* **Exercise brief**: The word "from" occurs in some lines of the listing. Copy those lines.

* **Material supplied**:
::::::::

PR #2043, opened 2021-02-01
Issue 2042

koheiw:
Address #2041, but I did not separate `pattern2id()` to minimize impact on existing functions and  make `object2id()` a one-stop converter.


R/object2fixed.R
```diff
@@ -0,0 +1,93 @@
...
+    
+    types <- check_character(types, min_len = 0, max_len = Inf, strict = TRUE)
+    valuetype <- match.arg(valuetype)
+    case_insensitive <- check_logical(case_insensitive)
+    concatenator <- check_character(concatenator)
+    levels <- check_integer(levels, min = 1, max_len = Inf)
+    remove_unigram <- check_logical(remove_unigram)
+    keep_nomatch <- check_logical(keep_nomatch)
+    
+    if (is.collocations(x)) {
```
kbenoit, line 32: Do you think this will be easier to maintain than using method dispatch for specific object classes of `x`?

R/utils.R
```diff
@@ -55,63 +55,6 @@ NULL
...
-#' Convert various input as pattern to a vector used in tokens_select,
-#' tokens_compound and kwic.
-#' @inheritParams pattern
-#' @inheritParams valuetype
-#' @param concatenator concatenator that join multi-word expression in tokens object
-#' @param levels only used when pattern is a dictionary
-#' @param remove_unigram ignore single-word patterns if `TRUE`
-#' @seealso [pattern2id()]
-#' @keywords internal
-pattern2list <- function(x, types, valuetype, case_insensitive,
```
kbenoit, line 67: Can you create a temporary internal function that maps to the old one? We need this to work for the first version at least:
https://github.com/quanteda/quanteda.textstats/blob/4a7ee5fdf5534b814585379125ceadf87b79c20c/tests/testthat/test-utils.R#L10

kbenoit (changes requested):
Looks generally good, but please resolve the conflicts from merging #2041 and see my comments.

R/utils.R
kbenoit: Added in 1ab1816

kbenoit (approved):

kbenoit:
@koheiw I thought this was ready to go, but in 1ab1816 I added a mapping to `pattern2id()`, but now see that that function has its own file. Was this because of a merge from master? Please check this, verify or resolve, then merge. Thanks!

::::::::

* **Response for this exercise**:
Looks generally good, but please resolve the conflicts from merging #2041 and see my comments.
@koheiw I thought this was ready to go, but in 1ab1816 I added a mapping to `pattern2id()`, but now see that that function has its own file. Was this because of a merge from master? Please check this, verify or resolve, then merge. Thanks!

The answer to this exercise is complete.